Tomodachi Life is not your average simulation title. Part The Sims, part Animal Crossing and very Japanese, Tomodachi Life lets you play god to an island full of tiny virtual people.
Just like any divine ruler, you have the power to create people in your likeness. In Tomodachi Life, your virtual subjects are called Miis, the same cutesy player avatars found in Nintendo's Wii and DS systems.
Your island's very first citizen is your own Mii and your job is to give your virtual self plenty of friends, turning the deserted island into a bustling town.
The word "tomodachi" means "friend" in Japanese, but friendships are not the only thing which can develop between your virtual people. Miis can fall in love, get married and have baby Miis of their own. While it sounds like lots of fun to watch a small island town grow, there is surprisingly little to do.
Gamers familiar with The Sims series of people simulation games will be disappointed to know that Miis in Tomodachi Life are not virtual puppets which will follow your every command.
In fact, you have almost no control over where they go or what they do and this limitation extends even to your own Mii.
Your duties as supreme creator extend little beyond feeding your Miis, playing simple games with them, fulfilling requests for items and occasionally doling out advice. When you are not needed, Miis will randomly wander around the island or simply sit at home and stare at the walls.

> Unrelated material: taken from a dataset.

PR #2358, opened 2026-09-14
pii(2/5): piiMode setting (off | redact | dual) replaces removePii

Rainhunter13:
## Summary

PR 2/5 of the PII masks + trace-level access policy stack (stacked on #2357; merges together 1 → 2 → 3 → 4 → 5).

The game's item-collection objective feels equally mundane, as the in-game treasures you find only go towards filling up your collection book. Unlike Animal Crossing, in which you can furnish your characters' homes with customisable furniture, Tomodachi Life features very few in-game items which your Miis can interact with. The beautiful interiors of your Miis' homes are but fancy 3-D wallpaper - your virtual citizens would rather sit on the floor all day than relax on that fancy sofa.

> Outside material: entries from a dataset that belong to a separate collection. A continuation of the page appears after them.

PR #2421, opened 2026-09-22
feat(llm-profiles): Responses API shape for custom gateway profiles

Rainhunter13:
Custom (OpenAI-compatible) LLM profiles only spoke Chat Completions. This adds a `custom_responses` provider so a custom gateway can be used over the Responses API (`/responses`). It follows the pattern the OpenAI and Azure families already use: the API shape is part of the provider name, and the form collapses the family into one entry with an API-shape select.

## Shape
- `custom` keeps meaning Chat Completions; `custom_responses` is new. Existing rows, cached profiles and API/CLI callers are unchanged, so no migration is needed.
- **app-server**: new `LlmProfileProvider::CustomResponses` (`reported_name` → `openai`). `is_custom_gateway()` covers both custom providers in validation and in the custom-header secret checks (`prune_secrets` / `assert_secrets_complete`), so header values survive a save for either shape. `build.rs` builds the `OpenAIResponsesClient` from the same base URL, key and headers for `custom_responses`.
- **frontend**: `CUSTOM_PROVIDERS` / `isCustomProvider` and one Zod branch for both custom providers. The form's "Custom (OpenAI-compatible)" entry gets an API-shape select (a `customShape` form value, mapped by `toProvider` / `toUiProvider`), and the stored key and headers are kept when only the shape changes. The base-URL hint follows the shape. The labels become "Custom (Chat Completions)" and "Custom (Responses)", in the settings table and the signal picker. `thinkingNamespace` maps `custom_responses` to `openai`.
- **`store: false` on the frontend Responses model.** `languageModelFromProfile` uses `.responses()` for `custom_responses`, wrapped with `defaultSettingsMiddleware` to set `store: false`. With the default `store: true`, the AI SDK sends earlier steps of a multi-step call back as `item_reference` ids, which a gateway that doesn't persist responses can't resolve. The middleware deep-merges, so call-level `providerOptions.openai` still apply. Only multi-step frontend features are affected (today `render-template/generate.ts`). The app-server never sends `store` or `item_reference`.

- **OSS: workspace profile routes are no longer behind the `signals` cargo feature.** `/api/v1/workspaces/{workspace_id}/llm-profiles` (create, update, delete, `test`) used to be registered only in `signals` builds. The OSS UI, which is always shown and used by the playground and LLM feature routes, got a bare 404 on every save and Test click. The CLI and project-API profile routes were already ungated, and the routes use the same `llm/profiles/service`, so no stubs were needed.

## Testing
- `cargo test llm::profiles`: 23 pass. New or extended tests cover the `custom_responses` round trip, `normalize_config` for `custom_responses`, header prune and completeness checks for both custom providers, client selection in `build.rs`, and a probe hitting `/responses` with the custom header.
- Frontend (`tsx --test`), 13 pass:
  - `llm-profile-model.test.ts` (stubbed `fetch`): `custom_responses` posts to `{baseUrl}/responses` with the custom header and `store: false`, call-level openai options merge on top, and `custom` posts to `/chat/completions`.
  - `llm-profile-form.test.ts`: the provider survives an edit round trip through the form for both shapes, and the stored secrets are kept when only the shape changes.
  - `llm-profile-schema.test.ts`: `custom_responses` validation.
- OSS build (default features): `POST .../llm-profiles/test` returns 200 with `ok: true` for `custom_responses` and `custom` through LiteLLM (`gpt-5.4-mini`) and for `openai_responses` direct (`gpt-5.6-luna`). Before this change it was a 404.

There might be little for you to do in this game, but Tomodachi Life's interactive features are not quite as entertaining as the gameplay elements which you cannot fully control. One thing you can count on your virtual citizens to do is come up with plenty of odd surprises to make you laugh.
Once, when I was dropping by my Mii's apartment, I found my virtual doppelganger running around the room, pretending to be an airplane. Another time, I was watching my town's TV channel when a hilarious news report about one of my Miis turning into a human-headed fish popped up.
The events which happen in this game are bizarre, but it is the excitement of wanting to find out what crazy surprise will come up next that makes Tomodachi Life feel so much more fun than the sum of its parts.
Adults and hardcore gamers might find this title puzzling, but Tomodachi Life's simple game mechanics and its experiment-friendly game design makes it great for kids and casual gamers.
For simulation game fans, Tomodachi Life's strange approach to the genre might not be for you, but if you are determined to try out this game, go in with an open mind and you may just find the weirdness wonderful.